*WHAT YOU NEED TO DO:* Records follow. Select each line holding "SNOW".

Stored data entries
⁂
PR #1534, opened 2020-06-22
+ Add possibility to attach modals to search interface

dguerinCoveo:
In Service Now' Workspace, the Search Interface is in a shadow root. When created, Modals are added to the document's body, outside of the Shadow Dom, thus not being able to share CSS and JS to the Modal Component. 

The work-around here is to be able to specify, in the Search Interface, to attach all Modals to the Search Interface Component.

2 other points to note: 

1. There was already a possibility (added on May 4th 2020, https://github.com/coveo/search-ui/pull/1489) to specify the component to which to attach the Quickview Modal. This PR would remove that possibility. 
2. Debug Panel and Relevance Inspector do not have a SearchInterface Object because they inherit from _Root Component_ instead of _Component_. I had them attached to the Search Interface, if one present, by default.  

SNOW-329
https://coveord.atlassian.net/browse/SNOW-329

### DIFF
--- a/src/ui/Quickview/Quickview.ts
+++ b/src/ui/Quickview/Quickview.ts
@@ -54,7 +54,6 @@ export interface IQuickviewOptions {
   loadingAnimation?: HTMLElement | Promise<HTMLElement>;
⁂
*FINAL ANSWER:*
SNOW-329
https://coveord.atlassian.net/browse/SNOW-329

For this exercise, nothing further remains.